Bacteria belonging to the Salmonella genus pose a significant risk to both human and animal health. These pathogens are the most common bacteria transmitted from poultry products to humans, and they are also associated with significant economic losses (Glass et al., 2019). We recorded 4.2% prevalence of S. enterica in captive pigeons and ring-necked pheasants, 3.3% in peafowls and turkeys, 2.5% in crows, 1.7% in sparrows and wild pigeons, and 0.8% in mynas. In a previous study, prevalence of 27.5% in pigeons was reported in Dhaka (Karim et al., 2020). In a previous study on pigeon diseases in Khulna Sadar and surrounding private farms, a prevalence of 20.32% salmonellosis was reported, with more cases detected among younger pigeons aged 30-90 days (Islam et al., 2004). Another study reported prevalence of 22.2%, 58.3%, and 27.5% for Salmonella spp. in cloacal swabs, footpads, and feces of pigeons from the Mymensingh district, respectively, with an overall prevalence of 35.71%. This study also reported variable prevalence of 40%, 20%, and 30% of S. enterica in pigeons in markets, farms, and villages, respectively (Hosain et al., 2012). In a recent study, overall, 0.98% prevalence of S. enterica was reported in bird species in South Korea (Wei et al., 2020). Similarly, another recent study reported overall 30.6% prevalence of S. enterica in six bird species while 22.2% in crow, 20% in myna, 36.6% in captive pigeon, and 20% in sparrow in Pakistan (Saeed et al., 2023). The big difference in the prevalence was due to different geographical location, bacterial strain, nutritional resources, and environmental factors.

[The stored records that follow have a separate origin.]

Issue #297, opened 2018-08-07
Solve docker issues


kilrau:
1. "Segmentation fault"
2. "New release -> trigger travis build -> push to dockerhub -> deploy onto google kubernetics

itsbalamurali:
@kilrau 
Apologies for the delays:
1. Segmentation Faults are not occurring anymore, i am assuming that this is due to latest code changes to `xud`.
2. Docker builds are already automated as you can see here: https://hub.docker.com/r/exchangeunion/xud/builds/
3. Once the docker-ltcd PR is merged and our lnd swap resolvers are setup i will be automating depolyments onto our GCP GKE AKA Kubernetes.

PR #396, opened 2018-08-25
Docker set grpc listen host

itsbalamurali:
This PR adds grpc host to `xud.conf` and sets it to `0.0.0.0` so that grpc can listen on address and startup on the given port. 

And  apparently the `segmentation fault` issue part of #297 is solved, which caused `xud` process in the container to quit with the latest releases of code.


itsbalamurali:
@kilrau docker-compose can be tested now.

sangaman:
Do we want this behavior by default? Listening to `0.0.0.0` for grpc calls means anyone from the internet can control the xud instance, especially until we implement authorization on rpc calls.

kilrau:
Yeah we had this discussion before with @sangaman @itsbalamurali , we can't allow this and I closed the issue. I understand your intention is to allow an exchange to communicate with xud while it sits on a different subsystem with a different IP. How about allowing 

127.0.0.1
10.0.0.0/8
172.16.0.0/12
192.168.0.0/16
::1/128
fc00::/7

only instead?

itsbalamurali:
Apologies for delay, @sangaman & @kilrau i have noticed that `localhost` in the hostname field to grpc is not working for some reason. below is the log.

image

And as @kilrau suggested we can go with `127.0.0.1` since localhost an dns alias of the same.

sangaman:
It looks like grpc is listening successfully in that log you posted? But `127.0.0.1` is perfectly fine if it makes things easier.

itsbalamurali:
@sangaman please refer to this piece of screenshot.

image

kilrau:
So it looks we are back to 127.0.0.1 only? How about https://github.com/ExchangeUnion/xud/pull/396#issuecomment-416309968 ? @itsbalamurali @sangaman

itsbalamurali:
@kilrau since we are not sure about the network interface (not the loopback interfaces) that'll be assigned we cannot pre
 assign to them since we are looking at access via xucli & @sangaman this is exactly what i am face https://github.com/grpc/grpc/issues/9789.

sangaman:
I'm not sure how to proceed, should we just make setting up the rpc listening host in the config file part of the docker instructions? Maybe we can discuss tomorrow.

kilrau:
agreement:
- set to 0.0.0.0
- add to docker documentation how to set my own IP

itsbalamurali:
@kilrau can we review this and merge it?

package-lock.json
```diff
@@ -3640,17 +3640,17 @@
       "dependencies": {
         "abbrev": {
           "version": "1.1.1",
-          "resolved": false,
+          "resolved": "https://registry.npmjs.org/abbrev/-/abbrev-1.1.1.tgz",
```
sangaman: Do you know why there are all these changes to the package-lock.json file? I don't think this is related to any of the docker changes, we should probably just discard these changes.

docker/xud/xud.conf
```diff
@@ -4,3 +4,8 @@ password = "xud"
 database = "xud"
 port = 3306
 host = "db"
+[rpc]
+host = "0.0.0.0"
+port = 8886
+[raiden]
+disable = true
```
sangaman: New line EOF.

package-lock.json
```diff
@@ -8806,4 +8806,4 @@
       "dev": true
     }
   }
-}
+}
```
sangaman: Looks like all changes were removed but still have this removing the new line from the end of file.

itsbalamurali:
@kilrau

In the current study, we identified three antibiotic resistance genes (qnrA, sul3, and blaTEM) in E. coli and S. enterica. Specifically, qnrA of E. coli was identified in 106 (11%) samples, sul3 in 78 (8.1%), and blaTEM in 72 (7.5%) while qnrA of S. enterica was identified in 17 (1.8%) samples, sul3 in 12 (1.2%), and blaTEM in 16 (1.7%). blaTEM and qnrA gene were also identified in pigeon (Aslantas and Govce, 2020). Similarly, these genes were also identified in E. coli (Le et al., 2020; Ben et al., 2020). In contrast to our findings, higher occurrence of three ABR genes has been reported in E. coli by (Racewicz et al., 2022). As compared to our results, very high rate of occurrence of these ABR genes of S. enterica has been reported (Zhao et al., 2017).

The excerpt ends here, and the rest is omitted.